*Source data*

*** Begin section ***

PR #95, opened 2021-05-25
Add certificate update hook script for acme.sh.

nuclearsandwich:
Nginx needs to be reloaded or restarted in order to re-read SSL
certificate files that acme.sh has updated.

In case other services ever need to be similarly restarted a separate
hook script is used to remove the need for updating the reloadcmd
directly.

This will resolve the issue we have periodically where acme.sh updates the certificate but nginx must be manually restarted before the new certificate will be served.

### DIFF
--- a/recipes/jenkins.rb
+++ b/recipes/jenkins.rb
@@ -257,8 +257,12 @@ if node['ros_buildfarm']['letsencrypt_enabled']
       --fullchain-file #{cert_path}
       --key-file #{key_path}
       --reloadcmd /root/cert-update-hook.sh
+      --force
     )
-    not_if "test -d /root/.acme.sh/#{server_name}"
+    not_if {
+      File.directory?("/root/.acme.sh/#{server_name}") and not
+      File.read("/root/.acme.sh/#{server_name}/#{server_name}.conf").match(/Le_ReloadCmd=''/)
+    }
   end
 else
   template '/etc/nginx/sites-enabled/jenkins' do
--- a/recipes/jenkins.rb
+++ b/recipes/jenkins.rb
@@ -262,7 +262,7 @@ if node['ros_buildfarm']['letsencrypt_enabled']
     not_if {
       # TODO the second guard clause can be removed after >= 0.6.0
       File.directory?("/root/.acme.sh/#{server_name}") and
-      File.read("/root/.acme.sh/#{server_name}/#{server_name}.conf").match(/Le_ReloadCmd='__ACME_BASE64__START_c3lzdGVtY3RsIHJlc3RhcnQgbmdpbng=__ACME_BASE64__END_'/)
+      File.read("/root/.acme.sh/#{server_name}/#{server_name}.conf").match(/Le_ReloadCmd='__ACME_BASE64__START_L3Jvb3QvY2VydC11cGRhdGUtaG9vay5zaA==__ACME_BASE64__END_'/)
     }
   end
 else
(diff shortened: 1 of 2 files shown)


recipes/jenkins.rb
```diff
@@ -249,8 +256,14 @@ def jenkins = Jenkins.getInstance()
...
       --fullchain-file #{cert_path}
       --key-file #{key_path}
+      --reloadcmd /root/cert-update-hook.sh
+      --force
     )
-    not_if "test -d /root/.acme.sh/#{server_name}"
+    not_if {
+      # TODO the second guard clause can be removed after >= 0.6.0
+      File.directory?("/root/.acme.sh/#{server_name}") and
+      File.read("/root/.acme.sh/#{server_name}/#{server_name}.conf").match(/Le_ReloadCmd='__ACME_BASE64__START_c3lzdGVtY3RsIHJlc3RhcnQgbmdpbng=__ACME_BASE64__END_'/)
```
nuclearsandwich: In order to allow arbitrary script fields, acme.sh base64 encodes script lines. This is the acme base64 encoding of `/root/cert-update-hook.sh`

recipes/jenkins.rb
```diff
@@ -249,8 +256,14 @@ def jenkins = Jenkins.getInstance()
       --domain #{server_name}
       --fullchain-file #{cert_path}
       --key-file #{key_path}
+      --reloadcmd /root/cert-update-hook.sh
+      --force
```
nuclearsandwich, line 260: The `--force` flag needs to be added in order to force a change to a deployed, up-to-date certificate.

recipes/jenkins.rb
```diff
@@ -249,8 +256,14 @@ def jenkins = Jenkins.getInstance()
...
     )
-    not_if "test -d /root/.acme.sh/#{server_name}"
+    not_if {
+      # TODO the second guard clause can be removed after >= 0.6.0
+      File.directory?("/root/.acme.sh/#{server_name}") and
+      File.read("/root/.acme.sh/#{server_name}/#{server_name}.conf").match(/Le_ReloadCmd='__ACME_BASE64__START_L3Jvb3QvY2VydC11cGRhdGUtaG9vay5zaA==__ACME_BASE64__END_'/)
```
nuclearsandwich, line 265: In order to allow arbitrary script fields, acme.sh base64 encodes script lines. This is the acme base64 encoding of `/root/cert-update-hook.sh`

recipes/jenkins.rb
```diff
@@ -249,8 +256,14 @@ def jenkins = Jenkins.getInstance()
       --domain #{server_name}
       --fullchain-file #{cert_path}
       --key-file #{key_path}
+      --reloadcmd /root/cert-update-hook.sh
```
j-rivero, line 259: A side of opening the door to execute more commands on reloading, why not using `--reloadcmd     "service nginx force-reload"`?

nuclearsandwich: > A side of opening the door to execute more commands on reloading, why not using `--reloadcmd "service nginx force-reload"`?

I created the hook script intentionally to add an indirection layer allowing us to expand the restarted services (in fact this entire thing is self-plagarized/adapted from my the itamae scripts I use to restart varnish, hitch, and nginx when SSL certs are renewed in my homelab).

To change our acme.sh configuration we either have to use the `--force` flag which forces an unnecessary certificate renewal or grok and modify the acme.sh configuration directly. Infrequent forced renewals won't be a problem but they are rate limited and that's an issue we could run into in the future. I also want to avoid depending on the acme.sh internal configuration to make changes.

j-rivero (approved):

*** End section ***

*Task details*
Beginning at the top of the records above, transcribe each line exactly up to and including the line that holds "In case other".

*Result of the exercise*
PR #95, opened 2021-05-25
Add certificate update hook script for acme.sh.

nuclearsandwich:
Nginx needs to be reloaded or restarted in order to re-read SSL
certificate files that acme.sh has updated.

In case other services ever need to be similarly restarted a separate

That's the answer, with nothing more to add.